▶ Given information:

·····

PR #3628, opened 2021-04-29
Swap ramda for rambda

bovine3dom:
It supports TS a bit better and is a bit quicker.

But it has fewer functions.

```

 > src/completions/Tab.ts:243:23: warning: Import "differenceWith" will always be undefined because there is no matching export
    243 │         const diff = R.differenceWith(
        ╵                        ~~~~~~~~~~~~~~

 > src/.excmds_background.generated.ts:2354:6: warning: Import "forEachObjIndexed" will always be undefined because there is no matching export
    2354 │     R.forEachObjIndexed((tab, index) => {
         ╵       ~~~~~~~~~~~~~~~~~
```

In particular need replacing.

Related: #3582


Rummskartoffel:
`forEachObjIndexed()` seems to only be used once (excmds.ts:2763), where it should be replaceable with the following (untested):
```typescript
    Object.entries(windowTabs).forEach(([index, tab]) => {
        browser.tabs.move(tab.id, { index: parseInt(index, 10) })
    })
```

bovine3dom:
Thanks.

It was the difference algorithm I mostly wasn't looking forward to trying to replicate : )

Rummskartoffel:
Something like this should work (though I have no idea whether it's efficient, and if it isn't, how to do it more efficiently; also this doesn't dedupe like Ramda does, but for our use it shouldn't matter):
```typescript
const diff: BufferCompletionOption[] = [];
for (const prevOption of prevOptions) {
    if (!this.options.find(newOption => prevOption.tabId === newOption.tabId)) diff.push(prevOption)
}
```

tsconfig.json
```diff
@@ -6,15 +6,15 @@
     "noEmitOnError": true,
     "outDir": "build/tsc-out",
     "sourceMap": true,
-    "target": "es2017",
-    "lib": ["es2017","es2019.array", "es2018.promise", "dom", "dom.iterable"],
+    "target": "es2019",
+    "lib": ["es2019", "dom", "dom.iterable"],
```
Rummskartoffel, line 10: Note: [According to caniuse.com](https://caniuse.com/?feats=mdn-javascript_builtins_regexp_dotall,mdn-javascript_builtins_regexp_lookbehind_assertion,mdn-javascript_builtins_regexp_named_capture_groups,mdn-javascript_builtins_regexp_property_escapes,mdn-javascript_builtins_symbol_asynciterator,mdn-javascript_functions_method_definitions_async_generator_methods,mdn-javascript_grammar_template_literals_template_literal_revision,mdn-javascript_operators_destructuring_rest_in_objects,mdn-javascript_operators_spread_spread_in_destructuring,promise-finally), Firefox 68.0 doesn't support a tiny part of ES2018. I don't think it'll cause problems, but it might be good to keep in mind.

·····

▶ How to complete this task:
The entire set of entries, and nothing else, should be set down exactly.

▶ Reply to the task:
PR #3628, opened 2021-04-29
Swap ramda for rambda

bovine3dom:
It supports TS a bit better and is a bit quicker.

But it has fewer functions.

```

 > src/completions/Tab.ts:243:23: warning: Import "differenceWith" will always be undefined because there is no matching export
    243 │         const diff = R.differenceWith(
        ╵                        ~~~~~~~~~~~~~~

 > src/.excmds_background.generated.ts:2354:6: warning: Import "forEachObjIndexed" will always be undefined because there is no matching export
    2354 │     R.forEachObjIndexed((tab, index) => {
         ╵       ~~~~~~~~~~~~~~~~~
```

In particular need replacing.

Related: #3582


Rummskartoffel:
`forEachObjIndexed()` seems to only be used once (excmds.ts:2763), where it should be replaceable with the following (untested):
```typescript
    Object.entries(windowTabs).forEach(([index, tab]) => {
        browser.tabs.move(tab.id, { index: parseInt(index, 10) })
    })
```

bovine3dom:
Thanks.

It was the difference algorithm I mostly wasn't looking forward to trying to replicate : )

Rummskartoffel:
Something like this should work (though I have no idea whether it's efficient, and if it isn't, how to do it more efficiently; also this doesn't dedupe like Ramda does, but for our use it shouldn't matter):
```typescript
const diff: BufferCompletionOption[] = [];
for (const prevOption of prevOptions) {
    if (!this.options.find(newOption => prevOption.tabId === newOption.tabId)) diff.push(prevOption)
}
```

tsconfig.json
```diff
@@ -6,15 +6,15 @@
     "noEmitOnError": true,
     "outDir": "build/tsc-out",
     "sourceMap": true,
-    "target": "es2017",
-    "lib": ["es2017","es2019.array", "es2018.promise", "dom", "dom.iterable"],
+    "target": "es2019",
+    "lib": ["es2019", "dom", "dom.iterable"],
```
Rummskartoffel, line 10: Note: [According to caniuse.com](https://caniuse.com/?feats=mdn-javascript_builtins_regexp_dotall,mdn-javascript_builtins_regexp_lookbehind_assertion,mdn-javascript_builtins_regexp_named_capture_groups,mdn-javascript_builtins_regexp_property_escapes,mdn-javascript_builtins_symbol_asynciterator,mdn-javascript_functions_method_definitions_async_generator_methods,mdn-javascript_grammar_template_literals_template_literal_revision,mdn-javascript_operators_destructuring_rest_in_objects,mdn-javascript_operators_spread_spread_in_destructuring,promise-finally), Firefox 68.0 doesn't support a tiny part of ES2018. I don't think it'll cause problems, but it might be good to keep in mind.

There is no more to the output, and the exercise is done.